JannisBush · 2024-06-01T18:12:41Z

Queries for the 2024 Security Chapter

General

Maybe add subfolders for the sections or prefix each query with their subsection to improve the structure (50 queries in one folder are quite a mess)?
Maybe remove some unused queries as they can distract?

Existing Queries

Copy all queries from the 2022 chapter
Update all of them to use only httparchive.all
Add annotations to queries missing annotations
Other structure/style improvements (preamble: Section: ? Question: ?)
Fix security.txt query to contain all documented fields (and not to heavily over report! 2022 said ~5% sites use security.txt, however most of these files are HTML pages and it is more like 1% of sites that use it which is similar to https://www.uriports.com/blog/security-txt/)
~~Fix sensitive values in robots.txt query~~ Query is already functional?

New Queries

List all new queries (according to the planning document as of July 16)
Implement all new queries

Attack Preventions

Security Header Adoption

Usage of document.domain setters and getters (Blink Feature Usage + Origin Agent Cluster)
General Usage of Timing-Allow-Origin
Value Distribution of Timing-Allow-Origin

Preventing Attacks using Cross-Origin Policies

~~Value Distribution CORP~~ Already existed
Value Distribution COEP
Value Distribution COOP
Also added queries for XFO (CSP already existed)

HTML Sanitization

General adoption of setHTMLUnsafe and parseHTMLUnsafe (Blink Feature Usage)
~~% Sites using above APIs of all sites that use shadow DOM~~ Usage is too rare: 6x parse, 2x set in total!

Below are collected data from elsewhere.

PR #4840, opened 2024-01-16
Prevent memory leak on MsgState deserialization fail

Morb0:
`finalStream` now disposes even if `DeserializeDirect` throw exception, this prevent `StreamFinalized` recyclable memory stream error.


Robust.Shared/Network/Messages/MsgState.cs
```diff
@@ -53,9 +53,16 @@ public override void ReadFromBuffer(NetIncomingMessage buffer, IRobustSerializer
...
-            serializer.DeserializeDirect(finalStream, out State);
+            try
+            {
+                serializer.DeserializeDirect(finalStream, out State);
+            }
+            finally
+            {
+                finalStream.Dispose();
+            }
+
```
metalgearsloth, line 70: Doesn't this double-dispose it with zstd.

Morb0: zstd stream is push data into finalStream
not sure wdym

PJB3005:
This isn't really a memory leak, the GC will still clean up the pooled objects even if they don't get cleaned up properly. 

Generally however, I believe it's recommended against returning pooled buffers to stream in exception circumstances, which this certainly is. That said the reason why isn't applicable here.

I feel like this isn't an important issue regardless? Does this exception even regularly happen?

LordCarve:
Why not just slap a `using var finalStream = RobustMemoryManager.GetMemoryStream(uncompressedLength);` and be done with it for good? No need to worry about any of the wheres and whens this way.

If you're concerned about early memalloc in case decompression fails, then you can wiggle initialization to after decompression but we're being super-nitpicky in an already-nitpicky case here that I honestly don't think it matters. JIT is likely pushing that memalloc to the latest possible moment anyway.

>I feel like this isn't an important issue regardless?

Important - no. But I see it as a point of improvement. Not a memory leak as you yourself noticed, but it's always a good idea to ensure all `IDisposable`s get disposed. OP found a rare[^1] circumstance where it might not get disposed and patched it up. An improvement with no downside if you ask me. A tiny thing, but an improvement nonetheless.

[^1]: An argument could be made that frequency at which the exception occurs here doesn't play a role. If it can fail, it _sometimes will_ fail. The code is better if those failures are more graceful.

Robust.Shared/Network/Messages/MsgState.cs
LordCarve: Only `decompressStream` is disposed in the handle-compressed block. It's a different stream.
No double-disposing happening here.

PR #4858, opened 2024-01-24
Update SDL Bindings & SDL to 3

LetterN:
title, using `Alimer.Bindings.SDL`


PJB3005:
The library you're using links SDL3 incorrectly on Linux, it needs to be linked with `-Bsymbolic` to avoid crapping out with host libraries.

Drivers of Security Mechanism Adoption

Website Categories

% Sites use HTTPS per website category
% Sites use security headers per website category
~~% Sites use SRI per website category~~ We currently do not even have queries for SRI related to rank, country, ...; should we add website category here?
~~% Sites use bot protection services per website category~~ We currently do not even have queries for bot protection related to rank, country, ...; should we add website category here?

Security Misconfiguration and Oversights

~~Unsupported policies in <meta> tag~~ Already exists: meta_policies_allowed_vs_disallowed
- CSP, CSP-ro, XFO, HSTS, ...
- Discrepancies for policies definition in both header and <meta> tag
- More advanced query looking into the values (i.e., check for e.g., frame-ancestors, sandbox, report-uri, ...
CSP vs XFO?
Server-Timing header: general usage, dur property, ....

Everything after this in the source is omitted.